= Irregularity of a surface =

In mathematics, the irregularity of a complex surface X is the Hodge number $h^{0,1}= \dim H^1(\mathcal{O}_X)$, usually denoted by q. The irregularity of an algebraic surface is sometimes defined to be this Hodge number, and sometimes defined to be the dimension of the Picard variety, which is the same in characteristic 0 but can be smaller in positive characteristic.

The name "irregularity" comes from the fact that for the first surfaces investigated in detail, the smooth complex surfaces in $\mathbb P^3$, the irregularity happens to vanish. The irregularity then appeared as a new "correction" term measuring the difference $p_g - p_a$ of the geometric genus and the arithmetic genus of more complicated surfaces. Surfaces are sometimes called regular or irregular depending on whether or not the irregularity vanishes.
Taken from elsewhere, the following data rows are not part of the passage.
PR #1069, opened 2026-07-24
Ownership of values in distributions

### LINKED ISSUE #1057: [BUG] Occasional segfault in backbone-constrained FBD analyses unless initial tree is set twice
**Describe the bug**
We can use `dnConstrainedTopology` to impose backbone constraints, i.e., enforce the presence of specific partial splits. Some of these can make it very difficult to find a viable initial state for the MCMC using a stochastic simulator, since the chances of a randomly generated tree containing all the required partial splits are minuscule. To deal with such cases, the distribution allows the user to supply their own tree that satisfies the constraint via the `initialTree` argument.

Occasionally, an attempt to employ this system in an FBD analysis leads to a segfault. This behavior is purely stochastic; it may or may not occur even if the random seed is fixed. When it does occur, this is what the LLDB stack trace looks like:

```
* thread #1, queue = 'com.apple.main-thread', stop reason = EXC_BAD_ACCESS (code=1, address=0x5fe1d0215b2bfe25)
    frame #0: 0x0000000100c6ec24 rb`RevBayesCore::TypedDistribution<RevBayesCore::Tree>::setValue(this=0x0000000c88969400, v=0x0000000c8898b6c0, (null)=false) at TypedDistribution.h:197:9
   194 	    // free memory
   195 	    if (value != v)
   196 	    {
-> 197 	        delete value;
   198 	    }
   199 	    
   200 	    value = v;
Target 0: (rb) stopped.
(lldb) bt
* thread #1, queue = 'com.apple.main-thread', stop reason = EXC_BAD_ACCESS (code=1, address=0x5fe1d0215b2bfe25)
  * frame #0: 0x0000000100c6ec24 rb`RevBayesCore::TypedDistribution<RevBayesCore::Tree>::setValue(this=0x0000000c88969400, v=0x0000000c8898b6c0, (null)=false) at TypedDistribution.h:197:9
    frame #1: 0x00000001015dcdd0 rb`RevBayesCore::AbstractRootedTreeDistribution::setValue(this=0x0000000c88969400, v=0x0000000c8898b6c0, f=false) at AbstractRootedTreeDistribution.cpp:775:30
    frame #2: 0x000000010164a638 rb`RevBayesCore::BirthDeathSamplingTreatmentProcess::setValue(this=0x0000000c88969400, v=0x0000000c8898b6c0, f=false) at BirthDeathSamplingTreatmentProcess.cpp:1996:37
    frame #3: 0x00000001015c875c rb`RevBayesCore::TopologyConstrainedTreeDistribution::redrawValue(this=0x0000000c8920fc00, c=MCMC) at TopologyConstrainedTreeDistribution.cpp:632:24
    frame #4: 0x00000001015c58b0 rb`RevBayesCore::TopologyConstrainedTreeDistribution::TopologyConstrainedTreeDistribution(this=0x0000000c8920fc00, base_dist=0x0000000c88969400, c=size=0, t=0x0000000c8898b600, age_check_precision=4) at TopologyConstrainedTreeDistribution.cpp:115:5
    frame #5: 0x00000001015c6344 rb`RevBayesCore::TopologyConstrainedTreeDistribution::TopologyConstrainedTreeDistribution(this=0x0000000c8920fc00, base_dist=0x0000000c88969400, c=size=0, t=0x0000000c8898b600, age_check_precision=4) at TopologyConstrainedTreeDistribution.cpp:65:1
    frame #6: 0x0000000100fa852c rb`RevLanguage::Dist_ConstrainedTopology::createDistribution(this=0x0000000c8898b780) const at Dist_ConstrainedTopology.cpp:104:67
    frame #7: 0x0000000100c683f0 rb`RevLanguage::TypedDistribution<RevLanguage::TimeTree>::createRandomVariable(this=0x0000000c8898b780) const at RlTypedDistribution.h:97:70
    frame #8: 0x0000000100d4de18 rb`RevLanguage::SyntaxStochasticAssignment::assign(this=0x0000000c88a60d00, lhs=0x000000016fdfbab0, rhs=0x000000016fdfb5c8) at SyntaxStochasticAssignment.cpp:51:26
    frame #9: 0x0000000100d59ae8 rb`RevLanguage::SyntaxAssignment::evaluateContent(this=0x0000000c88a60d00, env=std::__1::shared_ptr<RevLanguage::Environment>::element_type @ 0x0000000c891f3480 strong=6 weak=0, dynamic=false) at SyntaxAssignment.cpp:91:9
    frame #10: 0x0000000100d65bc0 rb`RevLanguage::Parser::execute(this=0x0000000102055498, root=0x0000000c88a60d00, env=std::__1::shared_ptr<RevLanguage::Environment>::element_type @ 0x0000000c891f3480 strong=6 weak=0) const at Parser.cpp:157:24
    frame #11: 0x0000000100d5250c rb`yyparse() at grammar.y:259:37
    frame #12: 0x0000000100d6725c rb`RevLanguage::Parser::processCommand(this=0x0000000102055498, command="fbd_tree ~ dnConstrainedTopology(tree_dist, backbone=backbone_tree, initialTree=scaled_init_tree)", env=std::__1::shared_ptr<RevLanguage::Environment>::element_type @ 0x0000000c891f3480 strong=6 weak=0) at Parser.cpp:446:22
    frame #13: 0x000000010021a1d4 rb`RevClient::execute_file(filename=0x000000016fdfe330, echo=false, continue_on_error=false) at RevClient.cpp:386:38
    frame #14: 0x0000000100d6bd1c rb`RevLanguageMain::startRevLanguageEnvironment(this=0x000000016fdfe655, expressions=size=0, filename= Has Value=true , args=size=0) at RevLanguageMain.cpp:112:13
    frame #15: 0x0000000100004ba0 rb`main(argc=2, argv=0x000000016fdfee38) at main.cpp:256:21
    frame #16: 0x000000018ae93e00 dyld`start + 6992
```

As far as I can tell, the problem seems to be with the ownership of `value`, which is what I also remember @hoehna recently telling me in connection with his attempt to make `dnConstrainedTopology` work for things like `dnCDBDP`.

The problem can be circumvented by passing the same initial tree to both `dnConstrainedTopology` _and_ the base distribution (i.e., `dnFBDP` or `dnBDSTP` in this case). Passing it _just_ to the base distribution is not enough: while it won't trigger a segfault, the analysis will fail to find a viable initial state.

**To reproduce**
[This zipped directory](https://github.com/user-attachments/files/29842700/FBD_backbone_test.zip) contains a script triggering the segfault, as well as the associated data files. One absolute path has to be changed.

**Expected behavior**
Backbone-constrained FBD analyses with an initial tree passed to `dnConstrainedTopology` should reliably work without segfaults.

**Computer info**
macOS 26.5.1 (Tahoe), ARM64 architecture, RevBayes v1.4.0-dev, current tip of the [nonclock-backbone-constraints](https://github.com/revbayes/revbayes/tree/nonclock-backbone-constraints) branch (af08930) and of development (1f76654).

hoehna:
## PR Type
- 🐛 Bug Fix

## Summary
We do have an internal bug about the ownership of values in distributions. Generally, each distribution owns their value. However, for efficiency reasons (and others), there are two distributions that do not own their values: ConstrainedTopologyDistribution and MixtureAnalytical. Therefore, these distributions need to tell that the values are not deleted, which leads to segmentation faults.


src/core/distributions/AnalyticalMixtureDistribution.h
```diff
@@ -132,6 +146,14 @@ double RevBayesCore::AnalyticalMixtureDistribution<mixtureType>::computeLnProbab
...
     dirty = false;
     
+    mixtureType* val_ptr = this->value;
+    for ( size_t i=0; i<base_distributions.size(); ++i )
+    {
+        if ( val_ptr != (&base_distributions[i]->getValue()) )
+        {
+            throw RbException("Bug in AnalyticalMixture: Distributions work on different values!");
+        }
+    }
```
davidcerny, line 156: It's not clear to me whether this is just leftover test code for a case that we don't expect to ever actually happen, or a signpost for a known bug. If it's the former, let's delete it. If it's the latter, let's disable the distribution altogether until we have a proper fix.

davidcerny (commented):
I can confirm this fixes issue #1057, so even though it is marked as a draft, the PR seems essentially good to go to me. All it needs is a test, which I'm happy to add.

src/core/distributions/AnalyticalMixtureDistribution.h
davidcerny: @hoehna confirmed that this exception was included to _locate_ the bug that this branch fixes, so it should no longer be necessary. However, since ownership sharing still seems rather fragile, we use an `assert` to document the contract, and catch any potential regression in debug builds:

```cpp
assert( val_ptr == &base_distributions[i]->getValue() );
```

To make sure that we don't end up with an empty loop and an unused pointer (`val_ptr`), we wrap the diagnostic loop in `NDEBUG`.

davidcerny (changes requested):
I think I've taken this as far as I can, but there's still more work to be done.

First, although the PR does solve the segfault issue from #1057 (and also a related segfault issue with `dnMixtureAnalytical`, which we didn't know about because it has never been reported, and because our test suite doesn't cover that distribution), adding the script from #1057 as an integration test proved to be surprisingly difficult. That's because it sets up a pretty complex FBD analysis that yields different output on different platforms. These differences actually affect the `.log` and `.trees` files – there is a divergence in the move sequence, caused by the fact that at a certain point a move gets accepted on one platform but not another. This is different from the platform sensitivity seen in one of the existing FBD tests ([`mvFossilTimeSlideUniform_multiple_runs.Rev`](https://github.com/revbayes/revbayes/blob/development/tests/test_FBD/scripts/mvFossilTimeSlideUniform_multiple_runs.Rev)), which always produces the same move sequence and logs, and it's only the standard output (specifically, the sign of `NaN` values, which should really be considered a printing issue more than anything else) that ends up being inconsistent.

With a lengthy investigation assisted by Cursor Grok 4.6, I was able to pinpoint the origin of the issue. First, the fossil age slide moves use a `while`-loop to reflect values outside the window about its boundaries. With enough "bounces", we always end up inside the window eventually – but it turns out that floating-point rounding can then bring us outside the window _again_, just by a tiny bit. The loop will then bounce one more time on one machine but not the other, resulting in an extra reflection that turns the minuscule floating-point error into a very noticeable difference. Second, a lot of node age moves propose a new value using a calculation that goes like this: `(max - min) * (uniform draw) + min`. This multiply-add operation is performed with one rounding on some CPUs and two roundings on others, and this is enough for the results to diverge.

I solved these issues (again, with a lot of help from Grok) as follows: we now use a closed-form reflection formula that has been packaged into a separate function, `RbMath::Helper::reflectIntoInterval()`. This new implementation makes sure that if the final rounding leaves the value just outside `[min, max]`, we set it equal to the nearer endpoint (`min` or `max`). To get rid of the node age interpolation issue, we use the fused multiply-add (FMA) from the C++ standard library, `std::fma`, which forces `a*b + c` to be performed with a single rounding. This is enough to eliminate differences between different flavors of Unix, but alas, things are more complicated on Windows. Due to a known mingw-w64 bug, `std::fma` calls an incorrect software implementation that is not fused. If you have a machine that supports a hardware-level FMA, you can get around this, which is how I eventually made the tests pass. We actually perform a runtime check of whether we have the right CPU – if we do, we rely on the hardware FMA that gives the same answer as Unix; if not, we fall back to the default, unfused multiply-add. Compared to a compile-time check, this has the advantage of ensuring that a RevBayes binary built on a Windows machine that supports the FMA instruction will not crash if you execute it on an older machine without it.

If people want me to, I could split out these changes into a separate PR, but I figured that since they affect a test this PR is adding, I'd include them here.

--------------------------------------------------

Now, with regard to the rest of the PR, I still see several issues:

1. [ ] The `owns_value` machinery is not consistently applied. Even though `TopologyConstrainedTreeDistribution` is explicitly named as one of the two non-owners in the cover letter, it never calls `setOwnsValue(false)` on itself.

2. [ ] The only class whose `redrawValue()` function checks the flag is `ConstantRateBirthDeathProcess`. If we used other distributions as mixture components – e.g., `BirthDeathSamplingTreatmentProcess` – we would still allow a non-owner to free a shared tree.

3. [ ] `AnalyticalMixtureDistribution::setValue()` has an extra argument, so it doesn't properly override the virtual (`TypedDistribution::setValue()`). The code only compiles because it is never instantiated, but the fact that it is never instantiated means that when a mixture is clamped, its own `value` pointer is updated, but the component distributions keep pointing at the old object that just got deleted. We should instead have a proper two-argument override that first updates the mixture's pointer and then calls `setValue()` on each component. The mixture constructor already calls `setOwnsValue(false)` on each component, so there is no need for `setValue()` to try to do it again, since the components stay non-owners for their entire lifetime.

4. [ ] `setOwnsValue(false)` deletes the pointer and leaves it dangling. This currently doesn't cause problems because we immediately patch it with a call to `setValue()`, but the design is still unsafe: if anything were to run in between those two calls, we'd have a use-after-free. Even conceptually, `setOwnsValue(false)` should mean "from now on I cannot delete this object" rather than "I am deleting it now". Arguably, the `delete` belongs in the `setValue()` call, which should come first; the `setOwnsValue(false)` call should come second and only change the flag.

5. [ ] `AbstractRootedTreeDistribution::redrawValue()` now uses a more lenient default simulation condition (`MCMC` rather than `VALIDATION`), but the corresponding comment was not updated, so it's now inaccurate.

For a complex analytic manifold X of general dimension, the Hodge number $h^{0,1}= \dim H^1(\mathcal{O}_X)$ is called the irregularity of $X$, and is denoted by q.

==Complex surfaces==
For non-singular complex projective (or Kähler) surfaces, the following numbers are all equal:
- The irregularity;
- The dimension of the Albanese variety;
- The dimension of the Picard variety;
- The Hodge number $h^{0,1}= \dim H^1(\Omega^0_X)$;
- The Hodge number $h^{1,0}= \dim H^0(\Omega^1_X)$;
- The difference $p_g - p_a$ of the geometric genus and the arithmetic genus.

For surfaces in positive characteristic, or for non-Kähler complex surfaces, the numbers above need not all be equal.

Henri Poincaré proved that for complex projective surfaces the dimension of the Picard variety is equal to the Hodge number h^{0,1}, and the same is true for all compact Kähler surfaces. The irregularity of smooth compact Kähler surfaces is invariant under bimeromorphic transformations.

For general compact complex surfaces the two Hodge numbers h^{1,0} and h^{0,1} need not be equal, but h^{0,1} is either h^{1,0} or h^{1,0}+1, and is equal to h^{1,0} for compact Kähler surfaces.

==Positive characteristic==
Over fields of positive characteristic, the relation between q (defined as the dimension of the Picard or Albanese variety), and the Hodge numbers h^{0,1} and h^{1,0} is more complicated, and any two of them can be different.

There is a canonical map from a surface F to its Albanese variety A which induces a homomorphism from the cotangent space of the Albanese variety (of dimension q) to H^{1,0}(F). Jun-Ichi Igusa found that this is injective, so that $q\le h^{1,0}$, but shortly after found a surface in characteristic 2 with $h^{1,0}= h^{0,1} = 2$ and Picard variety of dimension 1, so that q can be strictly less than both Hodge numbers. In positive characteristic neither Hodge number is always bounded by the other. Serre showed that it is possible for h^{1,0} to vanish while
h^{0,1} is positive, while Mumford showed that for Enriques surfaces in characteristic 2 it is possible for h^{0,1} to vanish while h^{1,0} is positive.

Alexander Grothendieck gave a complete description of the relation of q to $h^{0,1}$in all characteristics. The dimension of the tangent space to the Picard scheme (at any point) is equal to $h^{0,1}$. In characteristic 0 a result of Pierre Cartier showed that all groups schemes of finite type are non-singular, so the dimension of their tangent space is their dimension. On the other hand, in positive characteristic it is possible for a group scheme to be non-reduced at every point so that the dimension is less than the dimension of any tangent space, which is what happens in Igusa's example. Mumford shows that the tangent space to the Picard variety is the subspace of H^{0,1} annihilated by all Bockstein operations from H^{0,1} to H^{0,2}, so the irregularity q is equal to h^{0,1} if and only if all these Bockstein operations vanish.